DATA IN THIS EXERCISE:
|---|
Issue #1302, opened 2026-08-04
chessql: NULL titles silently drop untitled opponents from every negated title filter


aaylward:
Asking for a player's games against non-GM opponents silently drops every untitled opponent — usually most of the intended set.

`opponent.title != "GM"` and `NOT opponent.title = "GM"` both compile to a bare inequality (`SqlCompiler.java:447-450`):

```sql
LOWER(CASE WHEN LOWER(white_username) = LOWER(?) THEN black_title ELSE white_title END) != LOWER(?)
```

`white_title`/`black_title` are nullable with no default (`Migration.java:41`, `:98`, `:407`), and untitled players are written as NULL: `fetchTitle` maps an absent profile title to `null` (`IndexWorker.java:1011-1019`), `titleFor` returns null for it (`IndexWorker.java:1025-1030`), and the DAO binds it straight through (`GameFeatureDao.java:180`).

So for an untitled opponent the predicate evaluates to NULL, not TRUE, and the row is excluded from the WHERE clause. The caller gets a smaller number with no error and no indication anything was dropped.

Same defect on the other operators over the same columns:
- `white.title != "GM"` / `NOT black.title = "GM"` — the non-perspective path, `SqlCompiler.java:455-457`
- `NOT opponent.title IN ["GM", "IM"]` — `SqlCompiler.java:550-561`; SQL `NOT IN` is NULL-yielding for the same reason

Detection is hard from the outside: the result is a plausible-looking count. It only surfaces if you separately aggregate by title and notice the totals don't reconcile. I hit this on `oleksandr_bortnyk` and it happened not to bite — all 32 of his bullet opponents that month were titled, so `NOT opponent.title = "GM"` returned a correct 23 — but that is luck, not correctness. For a typical non-GM account whose opponents are mostly untitled, the same query returns near-zero.

There is a second conflation underneath: `titleFor` also yields null when the profile fetch *failed* (`TitleResolution.degraded`, `IndexWorker.java:966-993`), so NULL means both "untitled" and "unknown". Any fix should decide which of those a negated title filter includes.

Suggested fix: make negated string comparisons NULL-safe in the compiler rather than at each call site. For `!=` on a nullable string column, emit `(col IS NULL OR LOWER(col) != LOWER(?))`; for `NOT IN`, the equivalent. `NotExpr` at `SqlCompiler.java:424` wraps an arbitrary subexpression in bare `NOT`, so it needs the same treatment — a NULL inner predicate stays NULL through the negation.

[...]

PR #1311, opened 2026-08-05
chessql: every perspective field is groupable — categorical by value, ratings as buckets

### LINKED ISSUE #1301: chessql: only me.color and outcome are groupable — no way to aggregate by opponent title/username across both colors
`SqlCompiler.java:358-359` allows only two perspective fields in `groupBy`:

```java
private static final Map<String, String> GROUPABLE_PERSPECTIVE_FIELDS =
    Map.of("me.color", "me.color", "me_color", "me.color", "outcome", "outcome");
```

The other five (`me.elo`, `me.title`, `opponent.username`, `opponent.elo`, `opponent.title`) are filter-only and rejected at `SqlCompiler.java:380-384`. They already compile to CASE expressions in `PERSPECTIVE_FIELDS` (`SqlCompiler.java:111-136`), which is the same machinery `me.color` and `outcome` use to reach the SELECT list, so the grouping path is mostly built already.

The gap shows up on any "who did I play, and how did it go" question. `aggregate` with `player: X` and filter `opponent.title != "GM"` works; grouping the same corpus by `opponent.title` does not. The workaround is to group by the color-specific column instead — `white_title` when the player was Black, `black_title` when White. That is only correct if the filter already pins the player to one color. A both-colors aggregate has no correct workaround: `white_title` mixes the player's own title into the opponent's buckets on half the rows, silently.

Concrete: for `oleksandr_bortnyk`, bullet, one month, `me.color = "black"` — grouping by `white_title` gives the opponent title breakdown (GM 9, FM 8, IM 7, CM 6, NM 2). Drop the `me.color` clause to ask the same question across both colors and there is no field that yields it.

Suggested fix: add the remaining five to `GROUPABLE_PERSPECTIVE_FIELDS`, keyed by both dotted and underscore spellings, matching the existing `me_color` convention (`opponent_title`, `opponent_username`, `opponent_elo`, `me_title`, `me_elo`). Numeric fields (`*.elo`) group into one bucket per distinct rating, which is rarely what a caller wants — either leave them out or document that they need bucketing at the call site.

`AggregateGamesTool.java` and the MCP tool descriptions list the groupable fields inline and would need the same update.

Separately, and worth its own issue: `opponent.title != "GM"` / `NOT opponent.title = "GM"` compiles to a bare `LOWER(CASE ...) != LOWER(?)` (`SqlCompiler.java:447-450`), and `white_title`/`black_title` are nullable with no default (`Migration.java:41`, `:98`, `:407`). Untitled opponents are NULL, the predicate is NULL, and the rows drop — so "non-GM opponents" silently excludes exactly the untitled players who make up most of that set. Same shape as #1256.

### LINKED ISSUE #1310: chessql: rating buckets for aggregate groupBy (me.elo / opponent.elo)
Split from #1301, which made every *categorical* perspective field groupable and deliberately left the two rating fields filter-only: GROUP BY on a raw rating makes one bucket per distinct value, which buries the answer under hundreds of one-game groups and then hits the caller's group limit — the silent-truncation shape #1290-era `/v1/aggregate` was already burned by. The rejection message points callers at per-band range filters (one aggregate call per band) in the meantime.

The real feature is bucketed grouping, and it has genuine design choices rather than a mechanical fix, which is why it's its own item:

- **Bucket width**: fixed (e.g. 100 or 200 points), caller-supplied, or relative to the player's own rating (the question behind "how do I do against stronger players" is usually a *delta*, not an absolute band).
- **Band edges and labels**: half-open ranges, what the group key looks like on the wire (`"2400-2499"`? a numeric lower bound?), and an open-ended top band.
- **NULL elos**: rows indexed before the columns existed hold NULL; a NULL band needs the same explicit treatment the title fields' null bucket got in #1301.
- **Portability**: the arithmetic (`FLOOR(elo/width)*width` or a CASE ladder) must compile identically on H2 and Postgres, and the SELECT-alias-in-GROUP-BY convention from #1301 should carry over.

`SqlCompiler`'s `GROUPABLE_PERSPECTIVE_FIELDS` javadoc and the rejection message reference this issue as the tracked follow-up.

aaylward:
Closes #1301. Closes #1310.

`groupBy` on `/v1/aggregate` (and the `aggregate_chess_games` MCP tool) now accepts every perspective field when `player` is supplied, in either spelling, keyed by underscore forms in the response:

- **Categorical fields group by value** (#1301): `me.color`, `me.title`, `opponent.username`, `opponent.title`, `outcome`. Grouping by `opponent.title` / `opponent.username` is the only correct opponent breakdown across both colors — the physical color-specific columns hold the *player's own* value on half the rows, so grouping them mixes the player into the opponent buckets. The issue's motivating query ("hikaru's results against each GM he faced, both colors pooled") works in one call.
- **Rating fields group as fixed-width buckets** (#1310, folded in on request): bare `me.elo` buckets by 100 points; a parenthesized width overrides it (`opponent.elo(200)`, mirroring the existing `motif_count(pin)` syntax). The group key is the band's numeric lower bound, rendered as `(CASE ...) / width * width` on the aliased SELECT expression and inlined in the totals' GROUP BY.

In the compiler, groupability is a property of the field: `PerspectiveField` carries a `GroupKind` (CATEGORICAL / RATING), both accepted spellings derive mechanically from the canonical names, and the error-message rosters derive from the same source — an eighth perspective field is one map entry, and spelling drift is unrepresentable rather than tested for.

### Decisions

- **Absolute bands, caller-supplied width; player-relative (delta) bands not implemented.** #1310 posed "how do I do against stronger players" as possibly a delta question. Only absolute bands ship — a delta group key is a different derived quantity (opponent minus me), negative-valued, with its own floor semantics around zero. If wanted, it's a fresh issue.
- **No open-ended top band.** The top band is just another width-sized band; super-GM tails shrink but can still fragment. The untruncated `totalGroups` / `truncated` machinery is what reports that.
- **Numeric lower bound as the key, not a `"2400-2499"` label.** A rendered label would sort lexicographically in the ASC tiebreak (`"800-899"` after `"1000-1099"`); the numeric key sorts numerically on both engines and reaches JSON as a number (`"opponent_elo": 2400`). API.md shows the numeric and `null`-bucket rows explicitly.
- **Integer division (`expr / width * width`), not `FLOOR(elo/width)*width`.** Not argued from arithmetic: `aggregate_bucketArithmeticAtIntegerExtremes` (H2) and `aggregateBucketArithmeticAtIntegerExtremesOnPostgres` (real dialect, CI) execute the extremes — an `Integer.MAX_VALUE` elo keys 2147483600 at width 100 and itself at width `Integer.MAX_VALUE` (everything else collapsing to bucket 0, no overflow, key still an Integer), and a schema-possible negative elo truncates toward zero (-150 → -100, where FLOOR would give -200) identically on both engines.
- **Width 1 is legal, pinned, and documented** — the rejection guards against *implicit* raw grouping; an explicit `opponent.elo(1)` is a deliberate opt-in that `totalGroups`/`truncated` still report on. Width 0 or less, malformed, overflowing, and unclosed-paren widths are 400s with actionable messages; **conflicting widths for one field are rejected** rather than silently first-one-wins (same-width duplicates dedupe like spelling duplicates).
- **NULL group keys stay NULL** at every level (compiler SQL, H2, real Postgres, controller map, REST wire, tool JSON). For titles that's untitled opponents; for elos it's games where chess.com omitted a side's player-result record — pinned at the source by `process_gameMissingASidesResultIndexesWithNullUsernameEloAndTitle` (the worker persists the side as NULL rather than failing the game or inventing a zero). Docs call out the title null bucket as the practical way to *count* untitled opponents while `!=` excludes NULLs (#1302). **Review caught that the REST wire violated this** — the HTTP mapper's default inclusion dropped null map values, and `group` entirely once all values were suppressed (the MCP path was unaffected; `JsonUtils` serializes with ALWAYS). Fixed by pinning `@JsonInclude(ALWAYS, content = ALWAYS)` on `AggregateRow.group` alone; `IndexResponse`'s null-field omission is untouched.
- **`opponent.username` groups by stored casing** (filter matches case-insensitively; group keys are not normalized) — documented and executed: `aggregate_opponentUsernameGroupsKeepStoredCasingDistinct` proves one opponent stored as `Foe`/`foe` forms two groups while the player match stays case-insensitive in the same fixture.
- **NULLS-LAST tiebreak not added.** The divergence itself is now a pair of CI tests, not a comment: `aggregate_nullGroupKeySortsFirstInTheTiebreakOnH2` and `nullGroupKeySortsLastInTheTiebreakOnPostgres` (real dialect, CI) pin opposite orders on purpose — a compiler normalization or an engine default change fails exactly one twin. Sibling tests with tied counts stay order-free.

### Verification

- `bazel test` over chessql, one_d4, mcpserver: green locally. `scripts/diff-build origin/main` green on the diff scope.
- **`AggregateResponseWireTest`** (new, mirrors `IndexResponseWireTest`): a real server's raw `/v1/aggregate` bytes keep explicit null group keys (`"group":{"opponent_elo":null}`), keep the null dimension beside non-null keys in multi-key groups, and serialize non-null bucket keys as JSON numbers. Both tests failed on exactly the dropped-key bodies before the inclusion fix.
- **`PostgresAggregateCompatTest` compiles locally but executes only in CI** (`PG_TEST_DB_URL`-gated); CI's build-and-test runs it for real (confirmed passing, not skipped, by review). Its four new tests cover the categorical null bucket, the bucket arithmetic + alias + NULL propagation, the INT-extreme arithmetic, and the NULLS-last tiebreak order.
- **A claims audit closed the reasoning-only gaps**: every claim this PR had settled by argument or source-reading — dialect NULL ordering, stored-casing grouping, NULL-elo provenance, INT-extreme arithmetic — now has a test that executes it (on both engines where the claim is about both engines).
- **Mutation checks, 18 killed on clean trees**, including: dropping a groupable map entry / flipping a field's `GroupKind`; flipping each CASE to the wrong side (caught through H2, not just SQL text); default width 100→50; dropping the `* width` re-multiply; disabling the conflicting-width check; accepting width 0; breaking the underscore-spelling derivation; lenient unclosed-paren parsing; `Objects.equals`→`!=` on boxed widths; width-boundary drift `< 1`→`< 2`; cross-field conflict-scoping loss; and deleting the `AggregateRow.group` inclusion annotation (fails the wire test).
- **Review panel ran twice** (three-to-four read-only lenses each round, each refuting its own findings before reporting), plus a **four-lens simplification pass** (reuse / simplification / efficiency / altitude, net −56 lines: the `GroupKind` restructure, factory/fixture/helper collapses, doc dedup) and a **comment pass** (current-purpose comments only; provenance lives in the log). A reviewer-found REST wire-contract bug on null group keys was confirmed by reproduction and fixed test-first (details above). Efficiency lens recorded one watch item: high-cardinality groupings trip the pre-existing totals second query more often than the old groupable fields did.

https://claude.ai/code/session_01GJ8tr6QSDNLb21VkcbkcKy


aaylward:
Finding 1 confirmed and fixed in f7583af — the reproduction matched your table byte for byte: the all-null group served `{"count":1}` with no `group`, and `{opponent_title: null, outcome: "win"}` served only the outcome.

Both demanded tests shipped, in `AggregateResponseWireTest` (mirrors `IndexResponseWireTest`: real `EmbeddedServer`, raw `HttpClient`, assertions on the raw body):

1. `aggregateResponseKeepsExplicitNullGroupKeysOnTheWire` — asserts `"group":{"opponent_elo":null}` on the wire, with the non-null control (`"group":{"opponent_elo":2400}`, a JSON number) in the same response.
2. `aggregateResponseKeepsNullDimensionAlongsideNonNullKeysOnTheWire` — asserts `"group":{"opponent_title":null,"outcome":"win"}` next to `"group":{"opponent_title":"FM","outcome":"win"}`.

Both failed on exactly the dropped-key bodies before the fix; the fix came after. It's `@JsonInclude(value = ALWAYS, content = ALWAYS)` scoped to `AggregateRow.group` only — `IndexResponseWireTest`'s null-bean-field omission pins still pass, and a mutation check deleting the annotation fails the wire test.

---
|---|
TASK TO CARRY OUT:
With the first line being the one containing "The other five" and the last line the one containing "The gap shows", transcribe exactly the lines above that fall in that range.

RESPONSE BOX:
The other five (`me.elo`, `me.title`, `opponent.username`, `opponent.elo`, `opponent.title`) are filter-only and rejected at `SqlCompiler.java:380-384`. They already compile to CASE expressions in `PERSPECTIVE_FIELDS` (`SqlCompiler.java:111-136`), which is the same machinery `me.color` and `outcome` use to reach the SELECT list, so the grouping path is mostly built already.

The gap shows up on any "who did I play, and how did it go" question. `aggregate` with `player: X` and filter `opponent.title != "GM"` works; grouping the same corpus by `opponent.title` does not. The workaround is to group by the color-specific column instead — `white_title` when the player was Black, `black_title` when White. That is only correct if the filter already pins the player to one color. A both-colors aggregate has no correct workaround: `white_title` mixes the player's own title into the opponent's buckets on half the rows, silently.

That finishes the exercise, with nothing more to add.